# Aim of the task
In full and without alteration, output each record given here.

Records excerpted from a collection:
PR #389, opened 2022-01-05
feat: check signature function on AccountAPI

unparalleled-js:
### What I did

Was having a hard time figuring out now to sign a message. I thought there was a bug (I was using `vrs` when the `eth-account` module was asking for `rsv`). Nonetheless, I felt we needed a simple test for this, especially as there are no places where `sign_message()` is used.

### How I did it

* Test that the signature is expected
* Test that the sender address is expected

### How to verify it

test passses

### Checklist


fubuloubu (dismissed):
Should we add a method to recover accounts from signatures?

Or maybe a way to to determine if an account signed something e.g.:

```py
from ape.types.signatures import _Signature  # NOTE: baseclass of both signature types

...

class AccountAPI:
    ...

    def check_signature(self,
        data: Union[SignableMessage, TransactionAPI],
        signature: _Signature=None,  # TransactionAPI doesn't need it
    ) -> bool:
        if isinstance(data, SignableMessage):
            return self.address == Account.recover_message(data, vrs=signature)
        elif isinstance(data, TransactionAPI):
            return self.address == Account.recover_transaction(data.encode())
        else:
            raise Exception(f"Unsupported Message type: {type(data)}")
```

unparalleled-js:
> Should we add a method to recover accounts from signatures?
> 
> Or maybe a way to to determine if an account signed something e.g.:
> 
> ```python
> from ape.types.signatures import _Signature  # NOTE: baseclass of both signature types
> 
> ...
> 
> class AccountAPI:
>     ...
> 
>     def check_signature(self,
>         data: Union[SignableMessage, TransactionAPI],
>         signature: _Signature=None,  # TransactionAPI doesn't need it
>     ) -> bool:
>         if isinstance(data, SignableMessage):
>             return self.address == Account.recover_message(data, vrs=signature)
>         elif isinstance(data, TransactionAPI):
>             return self.address == Account.recover_transaction(data.encode())
>         else:
>             raise Exception(f"Unsupported Message type: {type(data)}")
> ```

Yes. I much rather call an `ape` method for this.

src/ape/api/accounts.py
```diff
@@ -208,6 +210,23 @@ def deploy(self, contract: "ContractContainer", *args, **kwargs) -> "ContractIns
...
         )
 
+    def check_signature(
+        self,
+        data: Union[SignableMessage, TransactionAPI],
+        signature: Optional[_Signature] = None,  # TransactionAPI doesn't need it
+    ) -> bool:
+        if isinstance(data, SignableMessage):
+            if signature:
+                return self.address == Account.recover_message(data, vrs=signature)
```
unparalleled-js, line 220: We don't need to call `encode_vrs()` because the `vrs=` kwarg on `recover_message()` expects a tuple.
Whereas if we use the `signature=` kwarg on `recover_message()`, we have to call `encode_rsv()` because it expects a concatenated string.

unparalleled-js:
If this merges in, I can create 2 non-urgent tickets in `ape-ledger` and `ape-trezor` (and `ape-keyring`) to use the new method in its tests

src/ape/types/signatures.py
```diff
@@ -39,4 +39,4 @@ class TransactionSignature(_Signature):
     """
 
 
-_ = SignableMessage
+__all__ = ["MessageSignature", "TransactionSignature", "SignableMessage"]
```
unparalleled-js, line 42: had to do this so that `SignableMessage` shows up the docs (it wasn't before)

fubuloubu (approved):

# Solution
PR #389, opened 2022-01-05
feat: check signature function on AccountAPI

unparalleled-js:
### What I did

Was having a hard time figuring out now to sign a message. I thought there was a bug (I was using `vrs` when the `eth-account` module was asking for `rsv`). Nonetheless, I felt we needed a simple test for this, especially as there are no places where `sign_message()` is used.

### How I did it

* Test that the signature is expected
* Test that the sender address is expected

### How to verify it

test passses

### Checklist


fubuloubu (dismissed):
Should we add a method to recover accounts from signatures?

Or maybe a way to to determine if an account signed something e.g.:

```py
from ape.types.signatures import _Signature  # NOTE: baseclass of both signature types

...

class AccountAPI:
    ...

    def check_signature(self,
        data: Union[SignableMessage, TransactionAPI],
        signature: _Signature=None,  # TransactionAPI doesn't need it
    ) -> bool:
        if isinstance(data, SignableMessage):
            return self.address == Account.recover_message(data, vrs=signature)
        elif isinstance(data, TransactionAPI):
            return self.address == Account.recover_transaction(data.encode())
        else:
            raise Exception(f"Unsupported Message type: {type(data)}")
```

unparalleled-js:
> Should we add a method to recover accounts from signatures?
> 
> Or maybe a way to to determine if an account signed something e.g.:
> 
> ```python
> from ape.types.signatures import _Signature  # NOTE: baseclass of both signature types
> 
> ...
> 
> class AccountAPI:
>     ...
> 
>     def check_signature(self,
>         data: Union[SignableMessage, TransactionAPI],
>         signature: _Signature=None,  # TransactionAPI doesn't need it
>     ) -> bool:
>         if isinstance(data, SignableMessage):
>             return self.address == Account.recover_message(data, vrs=signature)
>         elif isinstance(data, TransactionAPI):
>             return self.address == Account.recover_transaction(data.encode())
>         else:
>             raise Exception(f"Unsupported Message type: {type(data)}")
> ```

Yes. I much rather call an `ape` method for this.

src/ape/api/accounts.py
```diff
@@ -208,6 +210,23 @@ def deploy(self, contract: "ContractContainer", *args, **kwargs) -> "ContractIns
...
         )
 
+    def check_signature(
+        self,
+        data: Union[SignableMessage, TransactionAPI],
+        signature: Optional[_Signature] = None,  # TransactionAPI doesn't need it
+    ) -> bool:
+        if isinstance(data, SignableMessage):
+            if signature:
+                return self.address == Account.recover_message(data, vrs=signature)
```
unparalleled-js, line 220: We don't need to call `encode_vrs()` because the `vrs=` kwarg on `recover_message()` expects a tuple.
Whereas if we use the `signature=` kwarg on `recover_message()`, we have to call `encode_rsv()` because it expects a concatenated string.

unparalleled-js:
If this merges in, I can create 2 non-urgent tickets in `ape-ledger` and `ape-trezor` (and `ape-keyring`) to use the new method in its tests

src/ape/types/signatures.py
```diff
@@ -39,4 +39,4 @@ class TransactionSignature(_Signature):
     """
 
 
-_ = SignableMessage
+__all__ = ["MessageSignature", "TransactionSignature", "SignableMessage"]
```
unparalleled-js, line 42: had to do this so that `SignableMessage` shows up the docs (it wasn't before)

fubuloubu (approved):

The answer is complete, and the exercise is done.